The average adult gets between two and four colds a year. That's a lot of coughing, congestion, headaches, and runny noses. Some of this suffering is unavoidable — there's no cure for a cold — but that doesn't stop everyone from swearing by one remedy or another: loads of vitamin C, hot tea, a hard run and a long sauna, zinc, a hefty pour of whiskey, a bowl of chicken soup. But what actually stops, prevents, or shortens colds? We talked to a number of experts and pored over the hard science (there are 65 serious studies on vitamin C alone) to get to the bottom of what really works.
First Sign of a Cold
When you feel a sore throat, a runny nose, or a cough coming on, immediately take zinc.

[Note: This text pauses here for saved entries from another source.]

Issue #7323, opened 2021-07-05
RealmProperty cannot decode null values


miklselsoe:
After RealmOptional was deprecated, I changed all my `RealmOptional<Type>` properties to `RealmProperty<Type?>`

I have a few places where I relied on `RealmOptional` being `Codable`. With RealmProperty also being Codable, I thought it was safe to change the property definitions. Unfortunately, while `RealmOptional` was able to decode `null` values, `RealmProperty` cannot:

```
Swift.DecodingError.valueNotFound(Swift.Optional<Swift.Double>, Swift.DecodingError.Context(codingPath: [CodingKeys(stringValue: "fromKm", intValue: nil)], debugDescription: "Expected Optional<Double> but found null value instead.", underlyingError: nil))
```

Looking at the implementation for the two types, it is evident that `RealmProperty` ignores null values, while `RealmOptional` does not:

```
extension RealmProperty: Codable where Value: Codable {
    public convenience init(from decoder: Decoder) throws {
        self.init()
        // `try decoder.singleValueContainer().decode(Value?.self)` incorrectly
        // rejects null values: https://bugs.swift.org/browse/SR-7404
        let container = try decoder.singleValueContainer()
        self.value = try container.decode(Value.self)
    }

    public func encode(to encoder: Encoder) throws {
        try self.value.encode(to: encoder)
    }
}
```
https://github.com/realm/realm-cocoa/blob/v10.9.0/RealmSwift/RealmProperty.swift#L70-L76

```
extension RealmOptional: Codable where Value: Codable {
    public convenience init(from decoder: Decoder) throws {
        self.init()
        // `try decoder.singleValueContainer().decode(Value?.self)` incorrectly
        // rejects null values: https://bugs.swift.org/browse/SR-7404
        let container = try decoder.singleValueContainer()
        self.value = container.decodeNil() ? nil : try container.decode(Value.self)
    }

    public func encode(to encoder: Encoder) throws {
        try self.value.encode(to: encoder)
    }
}
```
https://github.com/realm/realm-cocoa/blob/v10.9.0/RealmSwift/Optional.swift#L78-L84

I think this is a bug. I wonder if there is a better workaround than reverting to `RealmOptional`?

## Version of Realm and Tooling
Realm framework version: 10.8.0

Xcode version: 12.5.1

iOS/OSX version: 14.6

Dependency manager + version: Carthage 0.38.0

leemaguire:
Hi @miklselsoe 

[...]

PR #7328, opened 2021-07-07
Fix for RealmProperty<T?> decoding null json values

leemaguire:
RealmProperty could not properly decode `null` json values as type system would expect the `nil` representation of the underlying `Value` type

Fixes https://github.com/realm/realm-cocoa/issues/7323


RealmSwift/RealmProperty.swift
```diff
@@ -81,7 +79,17 @@ extension RealmProperty: Codable where Value: Codable {
 }
 
 /// A protocol describing types that can parameterize a `RealmPropertyType`.
-public protocol RealmPropertyType {}
+public protocol RealmPropertyType {
+    static func nilValue() -> Self
```
tgoyne, line 83: Can this be combined with the existing `_nilValue()`?

leemaguire: I have moved `_nilValue` to `_RealmSchemaDiscoverable`

tgoyne (approved):

PR #7329, opened 2021-07-07
AsyncOpen & AutoOpen property Wrappers

dianaafanador3:
This PR adds AsyncOpen & AutoOpen Property wrappers

API declaration and use for both will be as follow

**@AsyncOpen**

`@AsyncOpen(appId: "appId", partitionValue: <partition>, timeout: 4000) var asyncOpen`

```
struct ContentView: View {
         @AsyncOpen(appId: "app_id", partitionValue: <partition_value>, timeout: 4000) var asyncOpen

        var body: some View {
           switch asyncOpen {
            case .notOpen:
               ProgressView()
            case .open(let realm):
                ListView()
                   .environment(\.realm, realm)
           case .error(_):
                ErrorView()
           case .progress(let progress):
               ProgressView(progress)
            }
         }
     }
```

**@AutoOpen**
`@AutoOpen(appId: "appId", partitionValue: <partition>, timeout: 4000) var autoOpen`

```
struct ContentView: View {
         @AutoOpen(appId: "app_id", partitionValue: <partition_value>, timeout: 4000) var autoOpen

        var body: some View {
           switch autoOpen {
            case .notOpen:
               ProgressView()
            case .open(let realm):
                ListView()
                   .environment(\.realm, realm)
           case .error(_):
                ErrorView()
           case .progress(let progress):
               ProgressView(progress)
            }
         }
     }
```

This PR includes 
- [x]  Implementation for AsyncOpen & AutoOpen/documentation
- [x]  Server tests for both property wrappers
- [x]  UI Tests for both property wrappers
- [x]  Example for realm.asyncOpen() and AsyncOpen/AutoOpen 
- [x] Solve CI Issues


RealmSwift/Optional.swift
```diff
@@ -74,13 +74,12 @@ extension RealmOptional: Equatable where Value: Equatable {
 }
 
 @available(*, deprecated, message: "RealmOptional has been deprecated, use RealmProperty<T?> instead.")
-extension RealmOptional: Codable where Value: Codable {
+extension RealmOptional: Codable where Value: Codable, Value: _RealmSchemaDiscoverable {
```
jsflax, line 77: Why has this sneaked in to the PR?

RealmSwift/SwiftUI.swift
```diff
@@ -645,6 +645,285 @@ extension EnvironmentValues {
...
+
+    /// :nodoc:
+    public var wrappedValue: AsyncOpenState {
+        storage.asyncOpenState
+    }
+
+    /**
+     This will cancel any notification from the property wrapper states
+     */
+    public func cancel() {
```
jsflax, line 763: Without exposing the propertyWrapper itself in some way, this method is not available to the user.

RealmSwift/SwiftUI.swift
```diff
@@ -645,6 +645,285 @@ extension EnvironmentValues {
...
+    /**
+     Initialise the property wrapper
+     - parameter appId: The unique identifier of your Realm app.
+     - parameter partitionValue: The `BSON` value the Realm is partitioned on.
+     - parameter baseConfiguration: A Base Configuration use when creating the Realm,
+       if empty the configuraion is setted to the `defaultConfiguration`
+     - parameter timeout: The maximum number of milliseconds to allow for a connection to
+       become fully established., if empty or `nil` no connection timeout is setted.
+     */
+    public init<T: BSON>(appId: String, partitionValue: T, baseConfiguration: Realm.Configuration = Realm.Configuration.defaultConfiguration, timeout: UInt? = nil) {
```
jsflax, line 777: We can probably derive AppId from the last used AppId as most applications will be singular. This would allow the property to potentially have a default value, though this may be a chunk more of work.

I would also change the name of baseConfiguration to configuration.

RealmSwift/SwiftUI.swift
```diff
@@ -645,6 +645,285 @@ extension EnvironmentValues {
...
+            app.objectWillChange.sink { [self] app in
+                if let currentUser = app.currentUser {
+                    asyncOpenForUser(currentUser, partitionValue: partitionValue, configuration: baseConfiguration)
+                }
+            }.store(in: &storage.cancellables)
+        }
+    }
+
+    public mutating func update() {
+        if storage.realm == nil || storage.realm != realm {
```
jsflax, line 797: I believe we should be checking for configuration here, and also adding a Realm EnvironmentValue for partitionValue. There are use cases where partitionValues are derived and not static. This also should be tested.

RealmSwift/SwiftUI.swift
```diff
@@ -645,6 +645,285 @@ extension EnvironmentValues {
...
+    /**
+     Initialise the property wrapper
+     - parameter appId: The unique identifier of your Realm app.
+     - parameter partitionValue: The `BSON` value the Realm is partitioned on.
+     - parameter baseConfiguration: A Base Configuration use when creating the Realm,
+       if empty the configuraion is setted to the `defaultConfiguration`
+     - parameter timeout: The maximum number of milliseconds to allow for a connection to
+       become fully established, if empty or `nil` no connection timeout is setted.
+     */
+    public init<T: BSON>(appId: String, partitionValue: T, baseConfiguration: Realm.Configuration = Realm.Configuration.defaultConfiguration, timeout: UInt? = nil) {
```
jsflax, line 901: Same comments as above.

RealmSwift/SwiftUI.swift
```diff
@@ -645,6 +645,285 @@ extension EnvironmentValues {
...
+        let app = App(id: appId)
+        if let timeout = timeout {
+            let syncTimeoutOptions = SyncTimeoutOptions()
+            syncTimeoutOptions.connectTimeout = timeout
+            app.syncManager.timeoutOptions = syncTimeoutOptions
+        }
+        if app.currentUser?.isLoggedIn ?? false,
+           let currentUser = app.currentUser {
```
jsflax, line 909: Same comments as above.

RealmSwift/SwiftUI.swift
```diff
@@ -645,6 +645,285 @@ extension EnvironmentValues {
...
+            app.objectWillChange.sink { [self] app in
+                if let currentUser = app.currentUser {
+                    asyncOpenForUser(currentUser, partitionValue: partitionValue, configuration: baseConfiguration)
+                }
+            }.store(in: &storage.cancellables)
+        }
+    }
+
+    public mutating func update() {
+        if storage.realm == nil || storage.realm != realm {
```
jsflax, line 921: Same comments as above.

jsflax (commented):
Great job so far, few remarks here and there. It also appears that a recent commit to master may have snuck in.

RealmSwift/Optional.swift
dianaafanador3: This changes are already in master, I don't know why they are showing on this pull request; I rebase my barch with a master a week ago, any clues why @jsflax ?

Realm/ObjectServerTests/SwiftSyncTestCase.swift
```diff
@@ -324,6 +164,24 @@ open class SwiftSyncTestCase: RLMSyncTestCase {
                 file: (fileName), line: lineNumber)
         }
     }
+
+    public let bigObjectCount = 2
```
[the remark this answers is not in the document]
dianaafanador3: Solved on commit Refactor https://github.com/realm/realm-cocoa/commit/c5897e7788eb0ef78bf17f61209ff5ab0d032504

Realm/ObjectServerTests/SwiftUIServerTests.swift
```diff
@@ -0,0 +1,258 @@
...
+import SwiftUI
+
+#if canImport(RealmTestSupport)
+import RealmSwiftSyncTestSupport
+import RealmSyncTestSupport
+#endif
+
+@available(OSX 11, *)
+@objc(SwiftUIServerTests)
+class SwiftUIServerTests: SwiftSyncTestCase {
```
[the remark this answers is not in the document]
dianaafanador3: @objc is not needed, solved on https://github.com/realm/realm-cocoa/commit/48e7222f26193634154917b615e1106027757f8a

RealmSwift/SwiftUI.swift
dianaafanador3: So I'm doing at some test for the `EnvironmentValue` for a partitionValue, the only issues with this is will be that we cannot have a generic environment value, but we can use AnyBSON, so the user would have to do something like this `.enviroment(.\partitionValue, .string("partitionValue"))` instead of been able to do this `enviroment(.\partitionValue, "partitionValue")` to inject it into the property wrapper

RealmSwift/SwiftUI.swift
dianaafanador3: mmmm maybe i'm not understanding this correctly but is there a way to retrieve the appId from the latest used one?

RealmSwift/SwiftUI.swift
```diff
@@ -645,6 +645,285 @@ extension EnvironmentValues {
...
+                }
+            }
+    }
+}
+
+/**
+`AsyncOpenState`is an enum representing different states from `AsyncOpen` and `AutoOpen` process
+*/
+public enum AsyncOpenState {
+    /// Initial state
```
tgoyne, line 678: This needs more elaboration. I assume it's the state we're in while we're waiting for a user to be logged in or while attempting to establish the connection? It might also be worth splitting those into `.waitingForUser` and `.connecting` if that's easy to do.

RealmSwift/SwiftUI.swift
```diff
@@ -645,6 +645,285 @@ extension EnvironmentValues {
...
+    case notOpen
+    /// Returns a realm when the async open process is done or in case there is no internet connection in AutoOpen
```
tgoyne, line 680: An enum case doesn't do things or return values, and the docs should explain what it means to be in that state. Some rough attempts at that:

open: "The Realm has been opened and is ready for use. For AsyncOpen this means that the Realm has been fully downloaded, but for AutoOpen the existing local file may have been used if the device is offline."
progress: "The Realm is currently being downloaded from the server."
error: "Opening the Realm failed."

RealmSwift/SwiftUI.swift
```diff
@@ -645,6 +645,285 @@ extension EnvironmentValues {
...
+    case error(Error)
+}
+
+// MARK: - AsyncOpen
+
+/// A property wrapper type that initiates a `Realm.asyncOpen()` for the current user which asynchronously open a Realm,
+/// and notifies states for the given process
+///
+/// Add AsyncOpen to your ``SwiftUI/View`` or ``SwiftUI/App``,  after a user is already logged,
+/// or if a user is going to be logged
```
tgoyne, line 694: Missing "in" after both "logged" and a period.

RealmSwift/SwiftUI.swift
```diff
@@ -645,6 +645,285 @@ extension EnvironmentValues {
...
+            } receiveValue: { realm in
+                self.storage.realm = realm
+                self.storage.asyncOpenState = .open(realm)
+            }.store(in: &storage.cancellables)
+    }
+
+    /// :nodoc:
+    public var projectedValue: Published<AsyncOpenState>.Publisher {
+        return storage.$asyncOpenState
+    }
```
tgoyne, line 753: This probably does need to be documented.

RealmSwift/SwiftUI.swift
PR #7342, opened 2021-07-14
Add type safe methods for aggregatable and sortable operations on collections

jsflax:
Add type safe methods for:
    - `RealmCollection.min(ofProperty:)`
    - `RealmCollection.max(ofProperty:)`
    - `RealmCollection.average(ofProperty:)`
    - `RealmCollection.sum(ofProperty:)`
    - `RealmCollection.sorted(byKeyPath:, ascending:)`
    - `Results.distinct(by:)`
    - `SortDescriptor.init(keyPath:, ascending:)
    
  Calling these methods can now be done via Swift keyPaths, like so:
  ```swift
  class Person: Object {
    @Persisted var name: String
    @Persisted var age: Int
  }
  
  let persons = realm.objects(Person.self)
  persons.min(ofProperty: \.age)
  persons.max(ofProperty: \.age)
  persons.average(ofProperty: \.age)
  persons.sum(ofProperty: \.age)
  persons.sorted(byKeyPath: \.age)
  persons.sorted(by: [SortDescriptor(keyPath: \Person.age)])
  persons.distinct(by: [\Person.age])
  ``` 

~Deprecated:~
    ~- `RealmCollection.min(ofProperty:)`~
    ~- `RealmCollection.max(ofProperty:)`~
    ~- `RealmCollection.average(ofProperty:)`~
    ~- `RealmCollection.sum(ofProperty:)`~
    ~- `RealmCollection.sorted(byKeyPath:, ascending:)`~
 ~In favor of their type safe counterparts. String based keyPaths are more error prone,~
 ~and the current versions of these methods allow for using string based keyPaths on types~
 ~that were potentially unsupported.~
  
  ~If previously using any of the above methods by passing in "self" (a valid keyPath for~
  ~`AddableType`, `MinMaxType`, and `Comparable` types), migrate to using the above methods~
  ~with no arguments, e.g., `myIntList.min()`.~


tgoyne:
The string versions should not be deprecated. They still allow doing things which inherently cannot be done using typed keypaths, such as aggregating collections inside migrations (e.g. if you replaced a List property with just the minimum value of that List because it turned out it was the only thing you needed) and when opening a Realm in fully dynamic mode.

jsflax:
Fair enough. I'm happy to un-deprecate them. Though the old `sorted(byKeyPath:)` on Map returns Results<Element?> in the case of Value being of type ObjectBase, so I do feel that method should be deprecated in favour of another that return Results<Element>.

jsflax:
Removed deprecations.

CHANGELOG.md
```diff
@@ -1,14 +1,38 @@
 x.y.z Release notes (yyyy-MM-dd)
 =============================================================
 ### Enhancements
-* None.
+* Add type safe methods for:
+    - `RealmCollection.min(ofProperty:)`
+    - `RealmCollection.max(ofProperty:)`
+    - `RealmCollection.average(ofProperty:)`
+    - `RealmCollection.sum(ofProperty:)`
```
tgoyne, line 8: I think these should just be `min(of:)` etc. The `Property` is there to indicate what the string is and so isn't needed with a better type.

CHANGELOG.md
```diff
@@ -1,14 +1,38 @@
...
+    - `RealmCollection.sorted(byKeyPath:, ascending:)`
+    - `Results.distinct(by:)`
+    - `SortDescriptor.init(keyPath:, ascending:)
```
tgoyne, line 11: `.init` is not normally written here.

Realm/Tests/DictionaryPropertyTests.m
```diff
@@ -587,6 +587,25 @@ - (void)testObjectAggregate {
     test();
 }
 
+- (void)testPrimitiveAggregate {
```
tgoyne, line 590: This is tested very thoroughly in PrimitiveDictionaryPropertyTests.m

RealmSwift/List.swift
```diff
@@ -686,3 +686,33 @@ extension List: PropertyNameConvertible {
...
+        self.max(ofProperty: _name(for: property))
+    }
+
+    public func sum<T>(ofProperty property: KeyPath<Element, T>) -> T where T: AddableType {
+        self.sum(ofProperty: _name(for: property))
+    }
+
+    public func average<T>(ofProperty property: KeyPath<Element, T>) -> T? where T: AddableType {
+        self.average(ofProperty: _name(for: property))
+    }
```
tgoyne, line 707: These look like they should be implementable as a default protocol extension rather than on each type.

RealmSwift/RealmCollection.swift
```diff
@@ -530,6 +530,103 @@ public protocol RealmCollection: RealmCollectionBase {
     func thaw() -> Self?
 }
 
+// MARK: Aggregatable
+
+/**
+ Protocol for RealmCollections where the Value is of an Object type that
+ enables aggregatable operations.
+ */
+public protocol Aggregatable: RealmCollection where Element: ObjectBase {
```
tgoyne, line 539: Why does this need to be a new protocol instead of just a conditional extension on RealmCollection?

RealmSwift/RealmKeyedCollection.swift
```diff
@@ -308,6 +308,87 @@ public protocol RealmKeyedCollection: Sequence, ThreadConfined, CustomStringConv
...
+     youngest to oldest based on their `age` property, you might call
+     `students.sorted(byKeyPath: "age", ascending: true)`.
+
+     - warning: Collections may only be sorted by properties of boolean, `Date`, `NSDate`, single and double-precision
+                floating point, integer, and string types.
+
+     - parameter keyPath:   The key path to sort by.
+     - parameter ascending: The direction to sort in.
+     */
+    func sorted<T: Comparable>(byKeyPath keyPath: KeyPath<Value.Wrapped, T>, ascending: Bool) -> Results<Value.Wrapped>
```
tgoyne, line 376: Does this drop null values when sorting? That seems like a weird thing for it to do, but unless it is doing that then the return type needs to be `Results<Value>`

CHANGELOG.md
```diff
@@ -1,14 +1,38 @@
...
+    
+  Calling these methods can now be done via Swift keyPaths, like so:
```
leemaguire, line 13: Details on Map are missing

Realm/Tests/DictionaryPropertyTests.m
```diff
@@ -587,6 +587,25 @@ - (void)testObjectAggregate {
...
+    [obj.intDictionary minOfProperty:@"self"];
+
+    [realm transactionWithBlock:^{
+        DictionaryPropertyObject *managed = [DictionaryPropertyObject createInRealm:realm withValue:@[]];
+        managed.intDictionary[@"age"] = @20;
+        managed.intDictionary[@"weight"] = @400;
+        obj = managed;
+    }];
+
+    [obj.intDictionary minOfProperty:@"self"];
```
leemaguire, line 605: Is this left over code from when you were experimenting with the aggregates?

RealmSwift/Tests/MapTests.swift
```diff
@@ -547,6 +547,43 @@ class MapTests: TestCase {
...
+    }
+
+    func testKeyedAggregatable() {
+        let map = realm.create(SwiftMapPropertyObject.self, value: [])
+        map.intMap["key"] = SwiftIntObject(value: [1])
+        map.intMap["key2"] = SwiftIntObject(value: [2])
+        map.intMap["key3"] = SwiftIntObject(value: [3])
+        try! realm.commitWrite()
+
+        if map.realm != nil {
```
leemaguire, line 574: should test the unmanaged path too

Realm/Tests/DictionaryPropertyTests.m
jsflax: Yes.

RealmSwift/RealmKeyedCollection.swift
jsflax: Why does that seem like a weird thing for it to do? I considered this a nicer alternative. What does a sorted Results with nil values mean semantically?

RealmSwift/RealmCollection.swift
jsflax: It made more sense to me when I was planning on deprecating the string based methods, but since we've reversed that, I agree that it no longer makes sense.

jsflax:
@leemaguire @tgoyne all comments should be addressed.

RealmSwift/Tests/MapTests.swift
```diff
@@ -547,6 +547,48 @@ class MapTests: TestCase {
...
+            XCTAssertEqual(results2[0]?.stringCol, "apples")
+            XCTAssertEqual(results2[1]?.stringCol, "bananas")
+            XCTAssertEqual(results2[2]?.stringCol, "cockroach")
+        } else {
+            assertThrows(map.sorted(by: \.stringCol, ascending: true))
+        }
+    }
+
+    func testKeyedAggregatable() {
+        let map = realm.create(SwiftMapPropertyObject.self, value: [])
```
leemaguire, line 570: won't this always be managed?

jsflax: Ah right, should add in an add and not create it through the Realm. Though I suppose it's technically not managed until the commit.

RealmSwift/RealmKeyedCollection.swift
tgoyne: Normally a sorted collection is always the same length as the unsorted one because sorting just rearranges values without removing any. We've taken the general position that null is less than all other values.

I assume that this will currently just crash at runtime if there's any null values since there's nothing actually filtering them out.

jsflax: I have since removed it and have gone back to returning the nullable element type.

leemaguire (approved):
🦄

RealmSwift/RealmCollection.swift
```diff
@@ -530,6 +530,103 @@ public protocol RealmCollection: RealmCollectionBase {
...
+ enables aggregatable operations.
+ */
+public extension RealmCollection where Element: ObjectBase {
+    /**
+     Returns the minimum (lowest) value of the given property among all the objects in the collection, or `nil` if the
+     collection is empty.
+
+     - warning: Only a property whose type conforms to the `MinMaxType` protocol can be specified.
+
+     - parameter keyPath: The name of a property whose minimum value is desired.
```
tgoyne, line 546: These don't take a name.

tgoyne (approved):

PR #7351, opened 2021-07-20
Update core to v11.1.0

ericjordanmossman:


ericjordanmossman:
I looked at older PRs that updated core. Here's a list of things I didn't on purpose and why:
- I didn't change cocoa version in either Package.swift or dependencies.list because that's to be determined by what other changes are added before release.
- I didn't add any of the core 11.1.0 change log entries because they didn't appear relevant to a developer using cocoa directly. For example, there is a small core api breaking change, but since we don't hook into it, it should affect someone developing with realm-cocoa.
- I didn't update build.sh because it should change build compatibility.
- I didn't update Realm-Info.plist because I didn't change the cocoa version.

Let me know if they're needed.

tgoyne:
The user profile data being persisted between runs is a user-relevant change that should be in the changelog unless we just don't expose the user profile data at all currently? That change is also broken because it changed the schema of the metadata realm without bumping the schema version, so we can't actually use this release.

jsflax:
It is user relevant but persisting the data was the expected behaviour and a bug otherwise. I'll file a PR tomorrow to address the schema issue.

ericjordanmossman:
Got it, thanks.

PR #7354, opened 2021-07-21
Update core to v11.1.1

ericjordanmossman:
Changelog entries not carried over from core v11.1.1 and v11.1.0:
> Opening a synchronized Realm created with a version older than v11.1.0 would fail due to a schema change in the metadata Realm which did not bump the schema version (since v11.1.0).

This mineral is one of the most intensively studied and proven cold fighters. There's just one catch: You have to take it within the first 24 hours after symptoms start. Aim for 75 milligrams daily, or about six lozenges' worth over the course of a day, says Dr. David Agus, a professor at the University of Southern California and author of 'A Short Guide to a Long Life.' Echinacea has shown promise in shortening the length of a cold, but because it is an herbal supplement, it's not strictly regulated and quality varies widely. Vitamin C, on the other hand, just doesn't work – or at least the evidence that it can prevent or slow a virus is very weak. Less effective are those fizzing citrus supplements: "Vitamin C degrades when it starts to evanesce," says Agus, so you won't get any benefits at all.